→ **Task description**
Copy the entries below in full, keeping them exactly as they are.

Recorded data
[Start of section]

PR #1082, opened 2022-07-28
Disable TracePoints when running the check-shims command

rafaelfranca:
When profiling why this command was taking so much time, I found out that in the specific application I was working on 37% of the time was spent in the `TracePoint#method_id` method.

Since we don't need this TracePoint enabled in this command, this patch disables it.

## Profiling before
Screen Shot 2022-07-28 at 2 28 31 PM

## Profiling after
Screen Shot 2022-07-28 at 2 29 06 PM

Total time went down from 3:50min to 1:20min

### DIFF
--- a/lib/tapioca.rb
+++ b/lib/tapioca.rb
@@ -6,6 +6,18 @@ require "sorbet-runtime"
 module Tapioca
   extend T::Sig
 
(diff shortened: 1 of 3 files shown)


vinistock (approved):

rafaelfranca:
https://www.speedscope.app/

[End of section]

→ **Output below**
PR #1082, opened 2022-07-28
Disable TracePoints when running the check-shims command

rafaelfranca:
When profiling why this command was taking so much time, I found out that in the specific application I was working on 37% of the time was spent in the `TracePoint#method_id` method.

Since we don't need this TracePoint enabled in this command, this patch disables it.

## Profiling before
Screen Shot 2022-07-28 at 2 28 31 PM

## Profiling after
Screen Shot 2022-07-28 at 2 29 06 PM

Total time went down from 3:50min to 1:20min

### DIFF
--- a/lib/tapioca.rb
+++ b/lib/tapioca.rb
@@ -6,6 +6,18 @@ require "sorbet-runtime"
 module Tapioca
   extend T::Sig
 
(diff shortened: 1 of 3 files shown)


vinistock (approved):

rafaelfranca:
https://www.speedscope.app/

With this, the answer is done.